▶ _Exercise aim_:
Copy every line of the following data that includes the string "vball".

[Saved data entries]
PR #443, opened 2024-07-24
Staking Contract Docs

cam-schultz:
## Why this should be merged
Adds overview documentation to `contracts/src/Staking` describing the high level usage of the Staking Manager contract, including specifications of the Warp messages involved in the subnet validator registration flow.

## How is this documented
New README


contracts/src/staking/README.md
```diff
@@ -0,0 +1,136 @@
...
+
+The `RegisterSubnetValidatorMessage` is delivered to the P-Chain as the payload of a `RegisterSubnetValidatorTx`. Please see the transaction [specification](https://github.com/avalanche-foundation/ACPs/tree/main/ACPs/77-reinventing-subnets#step-2-issue-a-registersubnetvalidatortx-on-the-p-chain) for validity requirements. The successful `RegisterSubnetValidatorTx` results in a [`SubnetValidatorRegistrationMessage`](#subnetvalidatorregistrationmessage) Warp message indicating that the specified validation was successfully registered on the P-Chain.
+
+The `SubnetValidatorRegistrationMessage` is delivered to the Staking Manager contract via a call to `completeValidatorRegistration`. Staking rewards begin accruing at this time.
+
+#### Handling a Missed Expiry
+
+In the case of a missed expiry, the `RegisterSubnetValidatorTx` will result in a `SubnetValidatorRegistrationMessage` Warp message with the `valid` field set to `0`. This serves as proof that the corresponding validation has not started and may never start. The `SubnetValidatorRegistrationMessage` can be provided to the Staking Manager contract by calling `completeEndValidation` with `setWeightMessageType=false`.
```
geoff-vball, line 31:
```suggestion
In the case of a missed expiry, the `RegisterSubnetValidatorTx` will result in a `SubnetValidatorRegistrationMessage` Warp message with the `valid` field set to `0`. This serves as proof that the corresponding validation has not started and will never start. The `SubnetValidatorRegistrationMessage` can be provided to the Staking Manager contract by calling `completeEndValidation` with `setWeightMessageType=false`.
```

geoff-vball: Do we know if delivering the `RegisterSubnetValidatorTx` to the p-chain is idempotent? We have "resend" functions for all our communications with the p-chain, does the p-chain have the same?

contracts/src/staking/README.md
```diff
@@ -0,0 +1,136 @@
...
+
+### Removing a Validator
```
geoff-vball, line 33:
```suggestion
### Removing yourself as a Validator
```

geoff-vball: There are usually ways to forcibly remove bad-acting validators, so the name of this section confused me at first.

contracts/src/staking/README.md
```diff
@@ -0,0 +1,136 @@
...
+
+As an optional first step, an uptime proof may be requested from the P-Chain, which will be used the calculate the staking rewards on the Subnet. The proof is embedded in a [`ValidationUptimeMessage`](#validationuptimemessage) Warp message.
+
+Validators exit is initiated with a call to `initializeEndValidation` on the Staking Manager contract. A `ValidationUptimeMessage` Warp message may optionally be provided, otherwise the validator's uptime will be set to`0`. Once `initializeEndValidation` staking rewards cease accruing. The Staking Manager contract constructs a [`SetSubnetValidatorWeightMessage`](#setsubnetvalidatorweightmessage) Warp message, setting the weight to `0`.
```
geoff-vball, line 37: Just thinking it would probably make sense to provide two external functions - one that expects rewards to be disbursed, and one that exits without rewards. This would avoid someone accidentally not including their uptime proof, which could be a costly mistake.

contracts/src/staking/README.md
```diff
@@ -0,0 +1,136 @@
...
+
+The `SetSubnetValidatorWeightMessage` is delivered to the P-Chain as the payload of a `SetValidatorWeightTx`. This results in another `SetSubnetValidatorWeightMessage` Warp message, this time constructed by the P-Chain.
+
+This `SetSubnetValidatorWeightMessage` is delivered to the Staking Manager contract with a call to `completeEndValidation` with `setWeightMessageType=true`, at which point staking rewards are disbursed and the validation is removed from the contract's state.
```
geoff-vball, line 41:
```suggestion
This `SetSubnetValidatorWeightMessage` is delivered to the Staking Manager contract with a call to `completeEndValidation` with `setWeightMessageType=true`, at which point staking rewards are disbursed, stake is returned, and the validation is removed from the contract's state.
```

contracts/src/staking/StakingMessages.sol
```diff
@@ -30,7 +30,7 @@ library StakingMessages {
     // Full test coverage should be provided, and the implementation should be optimized for gas efficiency.
 
     /**
-     * @notice Packs a RegisterSubnetValidator message into a byte array.
+     * @notice Packs a SetSubnetValidatorWeightMessage message into a byte array.
```
geoff-vball, line 33:
```suggestion
     * @notice Packs a RegisterSubnetValidatorMessage message into a byte array.
```

contracts/src/staking/README.md
bernard-avalabs, line 37: Is an optional "ValidationUptimeMessage" message being provided the same as an uptime proof being requested by the P-Chain (line 35)? If they are not, when would you use one over the other?

bernard-avalabs: Adding to this, my understanding (which may be incorrect) is that Warp messages can be delivered out of order. If this is correct, then is there a chance that the SetSubnetValidatorWeightMessage message be delivered before the ValidationUptimeMessage message?

contracts/src/staking/README.md
```diff
@@ -0,0 +1,136 @@
...
+
+### Removing a Validator
+
+As an optional first step, an uptime proof may be requested from the P-Chain, which will be used the calculate the staking rewards on the Subnet. The proof is embedded in a [`ValidationUptimeMessage`](#validationuptimemessage) Warp message.
+
+Validators exit is initiated with a call to `initializeEndValidation` on the Staking Manager contract. A `ValidationUptimeMessage` Warp message may optionally be provided, otherwise the validator's uptime will be set to`0`. Once `initializeEndValidation` staking rewards cease accruing. The Staking Manager contract constructs a [`SetSubnetValidatorWeightMessage`](#setsubnetvalidatorweightmessage) Warp message, setting the weight to `0`.
+
+The `SetSubnetValidatorWeightMessage` is delivered to the P-Chain as the payload of a `SetValidatorWeightTx`. This results in another `SetSubnetValidatorWeightMessage` Warp message, this time constructed by the P-Chain.
```
bernard-avalabs, line 39: Maybe I'm misunderstanding something, but how is a Warp message delivered as a payload of a transaction? Is the message included in the payload?

bernard-avalabs (commented):
The README reads well. It might be helpful to include a few diagrams to illustrate the interactions between the P-chain and the staking contract.

contracts/src/staking/README.md
cam-schultz: Replay protection is provided by the `expiry` field in the `RegisterSubnetValidatorTx` Warp message. I need to think more about the conditions under which resending is necessary. Since the staking contracts represent the only path by which validators can be added, the semantics around validator churn are slightly different than the general case.

contracts/src/staking/README.md
cam-schultz: An alternative would be to update the redeemable amount internally on validation completion, and have disbursement be a separate step, similar to `redeemRelayerRewards` in `TeleporterMessenger`.

cam-schultz: > is there a chance that the SetSubnetValidatorWeightMessage message be delivered before the ValidationUptimeMessage message?

This is only possible if `completeEndValidation` is called before `initializeEndValidation`, in which case the default uptime value of 0 will be used.

contracts/src/staking/README.md
```diff
@@ -0,0 +1,136 @@
...
+## Usage
+
+The common case for adding or removing a validator from a Subnet's validator set follows these general steps:
+1. Inform the Staking Manager contract of the change. The Staking Manager contract will construct a Warp message attesting to the change in the validator set.
+2. Deliver the Warp message containing the validator set change to the P-Chain. The P-Chain will construct a Warp message acknowledging the change to the validator set.
+3. Deliver the Warp message containing the P-Chain acknowledgement back to the Staking Manager contract on the Subnet. The Staking Manager contract finalizes the validator set change.
+
+### Initializing a Validator Set
+
+If the Subnet has no validators registered on the P-Chain, then it will not be able to sign a Warp message to add a validator (step 1 above). In this case, Subnet recovery must be performed on the P-Chain, which allows an initial validator set to be specified. The P-Chain constructs a Warp message (format specification TBD) describing the initial validator set (step 2 above).
```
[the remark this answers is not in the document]
cam-schultz: This draft PR has the first existing description that I'm aware of: https://github.com/avalanche-foundation/ACPs/pull/135/files#diff-d2befccafcc84a6c9bf56f76def8e04647ed5087fe8480f28de11fea63fb769aL75

I'll update the docs here to reflect this.

contracts/src/staking/README.md
cam-schultz: Yup, the new P-Chain transaction types specified in ACP-77 include a `warp.Message` field.

contracts/src/staking/README.md
cam-schultz: The semantics of the `valid` bit guarantee that the corresponding validation _has not_ and _will_ never start if `valid=0`.

contracts/src/staking/README.md
cam-schultz: They're part of the same optional step. I reorganized this section to make this a bit clearer.

contracts/src/staking/README.md
cam-schultz: I added that this is specifically a Warp message payload field of the transaction type.

contracts/src/staking/README.md
cam-schultz: Renamed to `Exiting the Validator Set`

contracts/src/staking/README.md
geoff-vball: I guess my question is - What happens on the p-chain if we deliver the `RegisterSubnetValidatorTx` twice? Does it return a valid `SubnetValidatorRegistrationMessage` in both cases?

cam-schultz: I'm not sure what will happen on the P-Chain in that case. However, a `SubnetValidatorRegistrationMessage` with `valid=0` should only mean that the validation in question is not active and can never become active, and should not reflect the `RegisterSubnetValidatorTx` transaction status otherwise.

contracts/src/staking/README.md
```diff
@@ -0,0 +1,136 @@
...
+
+The `SubnetValidatorRegistrationMessage` is delivered to the Staking Manager contract via a call to `completeValidatorRegistration`. Staking rewards begin accruing at this time.
+
+#### Handling a Missed Expiry
+
+In the case of a missed expiry, the `RegisterSubnetValidatorTx` will result in a `SubnetValidatorRegistrationMessage` Warp message with the `valid` field set to `0`. This serves as proof that the corresponding validation has not started and may never start. The `SubnetValidatorRegistrationMessage` can be provided to the Staking Manager contract by calling `completeEndValidation` with `setWeightMessageType=false`.
+
+### Removing a Validator
+
+As an optional first step, an uptime proof may be requested from the P-Chain, which will be used the calculate the staking rewards on the Subnet. The proof is embedded in a [`ValidationUptimeMessage`](#validationuptimemessage) Warp message.
```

▶ _Result for this exercise_:
geoff-vball, line 31:
geoff-vball: Do we know if delivering the `RegisterSubnetValidatorTx` to the p-chain is idempotent? We have "resend" functions for all our communications with the p-chain, does the p-chain have the same?
geoff-vball, line 33:
geoff-vball: There are usually ways to forcibly remove bad-acting validators, so the name of this section confused me at first.
geoff-vball, line 37: Just thinking it would probably make sense to provide two external functions - one that expects rewards to be disbursed, and one that exits without rewards. This would avoid someone accidentally not including their uptime proof, which could be a costly mistake.
geoff-vball, line 41:
geoff-vball, line 33:
geoff-vball: I guess my question is - What happens on the p-chain if we deliver the `RegisterSubnetValidatorTx` twice? Does it return a valid `SubnetValidatorRegistrationMessage` in both cases?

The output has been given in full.